ACTIVITY: Could you return only the lines that run from the line with "Tested a bit." through the final line of the data, exactly as they stand?

** EXERCISE INPUTS follows **

PR #241, opened 2015-09-24
Implemented importing into bitcoin core of newly generated addresses

chris-belcher:
Completely untested by me.

Bitcoin-Qt's option of exporting all receive addresses will be useful for testing.

To test, import a joinmarket wallet into bitcoin core, export the addresses, run yield-generator or tumbler until the HD wallet increments enough that you need to import a new address. Might be helpful to reduce the number of addresses imported down from 50.

### DIFF
--- a/lib/blockchaininterface.py
+++ b/lib/blockchaininterface.py
@@ -422,6 +422,7 @@ class BitcoinCoreInterface(BlockchainInterface):
 
 		self.notifythread = None
 		self.txnotify_fun = []
+		self.wallet_synced = False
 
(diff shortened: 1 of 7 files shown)


chris-belcher:
Tested a bit. Yield generator with this correctly imports addresses and uses them.

Running wallet-tool still imports a large amount of new addresses because it checks 50 addresses at once and yield generator only imports one at a time. Need to edit the message to explain that you only now need to -rescan when recovering an old wallet from seed, all other times just restart the joinmarket script.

** End of EXERCISE INPUTS **

SOLVED EXERCISE:
Tested a bit. Yield generator with this correctly imports addresses and uses them.

Running wallet-tool still imports a large amount of new addresses because it checks 50 addresses at once and yield generator only imports one at a time. Need to edit the message to explain that you only now need to -rescan when recovering an old wallet from seed, all other times just restart the joinmarket script.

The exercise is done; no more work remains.